Ah - but I wasn't asking - I'm doing, roughly as you suggest, as fits my situation.
My original point, back three posts ago, was ... eh nevermind what it was ... you seem to be posting some good rants, and I have no need to interrupt them with rehashes of my side comments.
Take care, and may your takeoffs and landings be equal in number.
ThePythonicCow
03-26-09, 10:41 PM
Yeah, I just hope I'm correct that now is the time to buy a house, before the POOM hits.
Ah - POOM - not "Boom" - thanks for the gentle correction.

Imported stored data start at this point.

PR #932, opened 2019-09-11
Bug fix in getConnectableBus() in calculated BBranch topology from NB network

MioRtia:

No

Bug fix

There are several issues with calculated bus branch topology from a node breaker network:
- `connectableBus` of an injection can be `null` (which is **contrary** to specification)
- for an unconnected injection, `connectableBus` depends on the swiches' traversing order in a voltage level since it is reinitialized at each iteration in switch even if a `connectableBus` is found
- for an unconnected injection, `connectableBus` was actually always the first bus of the voltage level

- `connectableBus` is never null: if none is found, the first bus of the voltage level is returned
- for an unconnected injection, `connectableBus` is independant of the switches' order (if found, it is not reinitialized) and is not always the first bus of the voltage level

No

**Other information**:

### DIFF
--- a/iidm/iidm-impl/src/main/java/com/powsybl/iidm/network/impl/NodeBreakerVoltageLevel.java
+++ b/iidm/iidm-impl/src/main/java/com/powsybl/iidm/network/impl/NodeBreakerVoltageLevel.java
@@ -387,6 +387,9 @@ class NodeBreakerVoltageLevel extends AbstractVoltageLevel {
             // node associated to a bus
             BusExt[] connectableBus2 = new BusExt[1];
             graph.traverse(node, (v1, e, v2) -> {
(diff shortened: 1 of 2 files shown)


geofjamg:
> 
> 
> @geofjamg @mathbagu There is a second case that @zamarrenolm showed me: if there is no bus in a voltage level (every switch is open), the connectable bus cannot be found and the method returns an exception.

It is another issue, more difficult to solve. Let's keep it for another PR.

MioRtia:
I created two issues (#938 and #939) to trace the issues discussed in this PR. For now, I kept the first proposition (`getConnectableBus` returns the first bus it finds) but it can be changed in another PR. @mathbagu do you agree with this?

I'm still working on my iTulip (and Texan) accents.
ThePythonicCow
03-26-09, 10:51 PM
Seems like a good reason to make sure it happens (from a US gov perspective, that is)
If by that comment, you mean that the US gov seems to be backing itself into a corner where the best way out is to implicitly default on our debt and our unfunded mandates via inflation, then yeah, I'd agree.
It kinda sucks though. I guess the question is whether the United States (metaphorically) does a Chapter 7 (liquidation) or does a Chapter 11 (reorganization) bankruptcy.
For us old folks, it means the value of our savings falls, the value of our homes falls, our taxes go up, the value of our Social Security check falls and the likelihood of re-entering the work force falls.
It's a good thing I was raised dirt poor, and still remember how to live that way.
Ah - POOM - not "Boom" - thanks for the gentle correction. I'm still working on my iTulip (and Texan) accents.
Actually, I grew up in oregon, but people seem to like a little "drawl" to keep the posts a bit more "colorful";)
Lukester
03-29-09, 02:13 AM
Hey sorry guys I only just discovered this conversation this evening. Gotta study right now so I can't chime in. Its comforting to know I have a surrogate in Pythonic Cow. I'm sure he's taking all the ethical and progressive positions I'd fully agree with here. :D
Aha - that's why I couldn't make sense of your previous ... I was a surrogate for Lukester. Ok.